Deemed Practical Completion
It is quite common for a Developer to require its Contractor to give access to the incoming Tenant for fit out purposes. Sometimes the Tenant is allowed in before the Contractor has reached Practical Completion. Care needs to be taken as to whether or not this activates deemed Practical Completion and the consequent inability of the Developer to deduct liquidated damages.
In a case earlier this year the Technology & Construction Court varied an Arbitrator’s Award on appeal, on a question of law. The Contractor, Skanska, appealed the Award which was in favour of the Employer, Anglo-Amsterdam Corporation Limited. As a result the Contractor was entitled to the return of liquidated damages that it had paid to the Employer.
The contract was JCT ’81 With Contractor’s Design, with amendments. The Contractor had agreed to build a purpose-built office facility in Edinburgh. The Employer had deducted liquidated damages of £180,000 from sums otherwise due to Skanska for an alleged delay from 12 February 1996. The dispute was as to whether Practical Completion had occurred on 12 February.

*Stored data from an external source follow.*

Issue #2300, opened 2025-04-09
[bug] `<rh-tile>` with empty `body` and `footer` slots adds extra spacing


markcaron:
### Describe the bug

When a Tile has both `body` and `footer` slots empty, an `::after` pseudo-element in the `body` slot adds unnecessary spacing between the headline and the arrow.

This issue came from the [empty `footer` slot PR in Cubone](https://github.com/RedHat-UX/red-hat-design-system/pull/2096).

### Screenshots

<img width="918" alt="Image" src="https://github.com/user-attachments/assets/79d38743-27fe-4073-b526-cdfc6a2397a8" />

### Steps to reproduce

The Developer had entered into an Agreement for Lease. The lease was to commence on 11 December 1995, the intended date of Practical Completion under the Building Contract. In fact, the lease was entered into on 19 February 1996 because of difficulties over completion. The Tenant took occupation on 12 February 1996 following receipt of a letter to the Contractor from the Developer’s agent confirming that the Tenant would commence fit out works on 12 February. The Tenant had non-exclusive occupation of the building and the Contractor still had access to carry out its work. Site security passed to the Tenant.
The Contractor argued that Practical Completion had occurred on 12 February or that partial possession of the whole of the Works had occurred on that date so that deemed Practical Completion took place under clause 17 of JCT ’81. The Arbitrator had decided that under a stringently amended clause 16, Practical Completion had not taken place until 25 April because the air conditioning system was not working and the Contractor had failed to produce Operations & Maintenance manuals. This decision failed to take account of clause 17 which reads:
“17.1 If at any time or times before Practical Completion of the Works the Employer wishes to take possession of any part or parts of the Works and the consent of the Contractor (which consent shall not be unreasonably withheld) has been obtained, then, notwithstanding anything expressed or implied elsewhere in this Contract, the Employer may take possession thereof …
17.1.1 For the purposes of clauses 16.2, 16.3 and 220.127.116.11 Practical Completion of the relevant part shall be deemed to have occurred and the Defects Liability Period in respect of the relevant part shall be deemed to have commenced on the relevant date.”
On appeal the Employer conceded that clause 17 not only took effect when the Employer took possession of part but also when the Employer had taken possession of the whole (or parts). The Judge agreed. However, the Employer’s main argument was that the Contractor had remained in possession of the Works.
The Employer said that although the whole building was made available to the Tenant to commence fitting out, at the same time the Contractor continued to complete the Works. The Judge decided that the Contractor handed possession of the whole of the Works to the Tenant on 12 February 1996 at the Employer’s request, thereby giving up possession. The Contractor was permitted back to the site by the Tenant as necessary upon the express condition, imposed by the Developer, that the Contractor made adequate security arrangements with the Tenant on the occasions it needed to attend site. The effect was that the Tenant granted the Contractor a sub-licence for the purpose of finishing off work left incomplete or in a defective state on 12 February.
It should be noted that on the facts of this particular case, the Judge found that it was to be inferred that the Contractor had consented to give up possession of the whole site and that the Employer had not sought in the arbitration, and was therefore too late upon appeal, to seek to rely upon clause 23.3.2 and argue that the Developer and Tenant were using and occupying the Works jointly with the Contractor.
A further point which does not appear to have been addressed by the court, is the impact of deemed Practical Completion under clause 17 on the Contractor’s obligation to insure. Had clause 22A applied, then by clause 17.1.3 the obligation of the Contractor to insure the Works would have terminated inadvertently.
Employers and their agents should therefore take care to ensure that when allowing Tenants’ occupation prior to Practical Completion of the building Works, that the Contractor retains possession of the site.